Exercise instructions → Pull each line containing "reconciler" out of the data and copy it.

Input →
—————

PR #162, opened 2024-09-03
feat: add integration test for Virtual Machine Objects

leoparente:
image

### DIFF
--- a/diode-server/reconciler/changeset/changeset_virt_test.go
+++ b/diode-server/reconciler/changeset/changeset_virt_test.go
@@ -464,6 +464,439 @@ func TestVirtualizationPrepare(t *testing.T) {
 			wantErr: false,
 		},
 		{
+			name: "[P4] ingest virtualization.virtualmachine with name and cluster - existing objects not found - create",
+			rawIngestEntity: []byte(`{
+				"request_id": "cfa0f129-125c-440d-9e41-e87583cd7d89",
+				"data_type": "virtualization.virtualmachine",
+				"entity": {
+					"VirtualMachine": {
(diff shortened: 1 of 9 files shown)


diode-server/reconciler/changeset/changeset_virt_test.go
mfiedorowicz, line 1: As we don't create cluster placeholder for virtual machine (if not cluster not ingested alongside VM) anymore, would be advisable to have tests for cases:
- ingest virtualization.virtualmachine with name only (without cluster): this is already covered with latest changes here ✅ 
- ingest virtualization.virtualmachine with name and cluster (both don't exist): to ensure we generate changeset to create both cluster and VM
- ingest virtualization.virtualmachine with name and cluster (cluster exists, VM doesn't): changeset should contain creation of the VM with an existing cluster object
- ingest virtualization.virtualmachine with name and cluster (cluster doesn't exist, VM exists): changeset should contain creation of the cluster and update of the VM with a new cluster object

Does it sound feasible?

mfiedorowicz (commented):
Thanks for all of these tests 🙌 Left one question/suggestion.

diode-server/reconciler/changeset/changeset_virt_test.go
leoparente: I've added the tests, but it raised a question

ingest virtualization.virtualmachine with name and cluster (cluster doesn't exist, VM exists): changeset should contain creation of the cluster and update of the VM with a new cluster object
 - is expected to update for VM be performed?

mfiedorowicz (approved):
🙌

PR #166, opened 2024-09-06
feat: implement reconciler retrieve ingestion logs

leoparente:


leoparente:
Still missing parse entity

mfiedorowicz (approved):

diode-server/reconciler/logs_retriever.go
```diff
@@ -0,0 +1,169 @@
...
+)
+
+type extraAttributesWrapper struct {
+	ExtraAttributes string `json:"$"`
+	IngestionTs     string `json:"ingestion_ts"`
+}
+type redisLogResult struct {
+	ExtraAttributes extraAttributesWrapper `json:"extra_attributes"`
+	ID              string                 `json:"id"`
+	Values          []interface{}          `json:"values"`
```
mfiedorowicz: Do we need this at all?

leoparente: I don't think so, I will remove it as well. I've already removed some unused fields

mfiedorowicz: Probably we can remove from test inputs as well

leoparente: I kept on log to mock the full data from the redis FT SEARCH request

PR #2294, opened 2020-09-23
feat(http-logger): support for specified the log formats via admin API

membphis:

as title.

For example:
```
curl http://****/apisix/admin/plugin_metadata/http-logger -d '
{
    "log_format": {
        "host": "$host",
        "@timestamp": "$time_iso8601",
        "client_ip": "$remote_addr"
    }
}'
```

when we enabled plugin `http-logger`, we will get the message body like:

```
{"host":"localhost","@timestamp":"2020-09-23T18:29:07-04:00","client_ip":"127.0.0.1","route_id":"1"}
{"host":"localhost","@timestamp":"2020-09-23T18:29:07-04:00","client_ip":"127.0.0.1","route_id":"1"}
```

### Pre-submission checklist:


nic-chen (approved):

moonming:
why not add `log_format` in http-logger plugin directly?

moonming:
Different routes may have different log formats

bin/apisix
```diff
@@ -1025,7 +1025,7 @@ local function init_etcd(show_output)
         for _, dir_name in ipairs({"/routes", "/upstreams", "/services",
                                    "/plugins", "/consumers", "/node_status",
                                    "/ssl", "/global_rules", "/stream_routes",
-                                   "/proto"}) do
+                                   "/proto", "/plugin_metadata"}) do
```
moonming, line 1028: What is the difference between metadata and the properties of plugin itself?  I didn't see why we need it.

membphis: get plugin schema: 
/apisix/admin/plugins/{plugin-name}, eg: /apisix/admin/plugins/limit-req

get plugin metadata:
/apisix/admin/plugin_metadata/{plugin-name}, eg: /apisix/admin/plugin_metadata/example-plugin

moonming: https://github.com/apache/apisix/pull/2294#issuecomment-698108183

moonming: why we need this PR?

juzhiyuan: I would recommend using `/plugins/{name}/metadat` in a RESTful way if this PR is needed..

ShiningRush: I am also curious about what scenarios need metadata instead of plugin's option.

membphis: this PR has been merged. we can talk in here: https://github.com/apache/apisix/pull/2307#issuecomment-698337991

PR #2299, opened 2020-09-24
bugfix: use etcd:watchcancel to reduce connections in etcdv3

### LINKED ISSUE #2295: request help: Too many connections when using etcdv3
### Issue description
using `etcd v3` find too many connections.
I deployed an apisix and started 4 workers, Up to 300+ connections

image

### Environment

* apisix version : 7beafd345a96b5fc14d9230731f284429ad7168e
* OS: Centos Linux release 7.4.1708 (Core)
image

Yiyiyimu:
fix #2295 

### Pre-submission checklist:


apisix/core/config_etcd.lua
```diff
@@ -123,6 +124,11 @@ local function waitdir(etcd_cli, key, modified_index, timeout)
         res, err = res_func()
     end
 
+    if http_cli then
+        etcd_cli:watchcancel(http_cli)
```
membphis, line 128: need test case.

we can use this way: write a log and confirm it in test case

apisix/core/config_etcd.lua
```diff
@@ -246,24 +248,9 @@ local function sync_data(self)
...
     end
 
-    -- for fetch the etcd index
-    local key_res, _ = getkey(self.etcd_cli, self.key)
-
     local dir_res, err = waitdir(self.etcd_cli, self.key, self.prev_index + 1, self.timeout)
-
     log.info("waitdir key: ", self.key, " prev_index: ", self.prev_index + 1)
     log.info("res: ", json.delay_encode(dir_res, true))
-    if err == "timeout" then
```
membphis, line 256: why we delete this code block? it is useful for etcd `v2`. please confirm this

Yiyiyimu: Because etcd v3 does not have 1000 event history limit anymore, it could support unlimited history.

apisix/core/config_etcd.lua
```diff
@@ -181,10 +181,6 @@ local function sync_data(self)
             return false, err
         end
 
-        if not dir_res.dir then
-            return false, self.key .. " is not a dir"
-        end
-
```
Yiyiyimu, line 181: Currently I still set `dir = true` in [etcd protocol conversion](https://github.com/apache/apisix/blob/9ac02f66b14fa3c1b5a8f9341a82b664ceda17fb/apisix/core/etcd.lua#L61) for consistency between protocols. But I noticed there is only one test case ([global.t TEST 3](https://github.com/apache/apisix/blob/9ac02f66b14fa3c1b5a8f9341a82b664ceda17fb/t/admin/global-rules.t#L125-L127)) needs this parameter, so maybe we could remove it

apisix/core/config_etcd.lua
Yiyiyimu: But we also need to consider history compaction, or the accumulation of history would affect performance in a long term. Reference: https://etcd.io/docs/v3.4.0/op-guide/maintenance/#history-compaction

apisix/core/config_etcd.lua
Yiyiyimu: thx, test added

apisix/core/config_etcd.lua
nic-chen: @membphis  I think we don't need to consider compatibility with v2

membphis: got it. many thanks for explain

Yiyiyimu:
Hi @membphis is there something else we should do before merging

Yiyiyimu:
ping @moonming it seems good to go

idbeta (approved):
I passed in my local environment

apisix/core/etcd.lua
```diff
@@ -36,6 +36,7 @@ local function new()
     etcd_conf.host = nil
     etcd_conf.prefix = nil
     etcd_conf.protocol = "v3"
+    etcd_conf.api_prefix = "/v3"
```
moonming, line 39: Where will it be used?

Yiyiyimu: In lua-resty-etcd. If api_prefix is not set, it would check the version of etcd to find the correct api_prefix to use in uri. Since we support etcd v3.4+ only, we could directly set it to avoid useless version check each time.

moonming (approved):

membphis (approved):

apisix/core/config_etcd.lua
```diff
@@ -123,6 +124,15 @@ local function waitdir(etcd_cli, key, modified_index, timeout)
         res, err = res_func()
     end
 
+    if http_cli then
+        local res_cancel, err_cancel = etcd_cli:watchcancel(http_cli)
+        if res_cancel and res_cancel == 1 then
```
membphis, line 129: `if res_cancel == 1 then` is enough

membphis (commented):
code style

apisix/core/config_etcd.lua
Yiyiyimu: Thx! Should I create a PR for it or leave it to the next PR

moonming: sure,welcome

—————

Exercise output →
--- a/diode-server/reconciler/changeset/changeset_virt_test.go
+++ b/diode-server/reconciler/changeset/changeset_virt_test.go
diode-server/reconciler/changeset/changeset_virt_test.go
diode-server/reconciler/changeset/changeset_virt_test.go
feat: implement reconciler retrieve ingestion logs
diode-server/reconciler/logs_retriever.go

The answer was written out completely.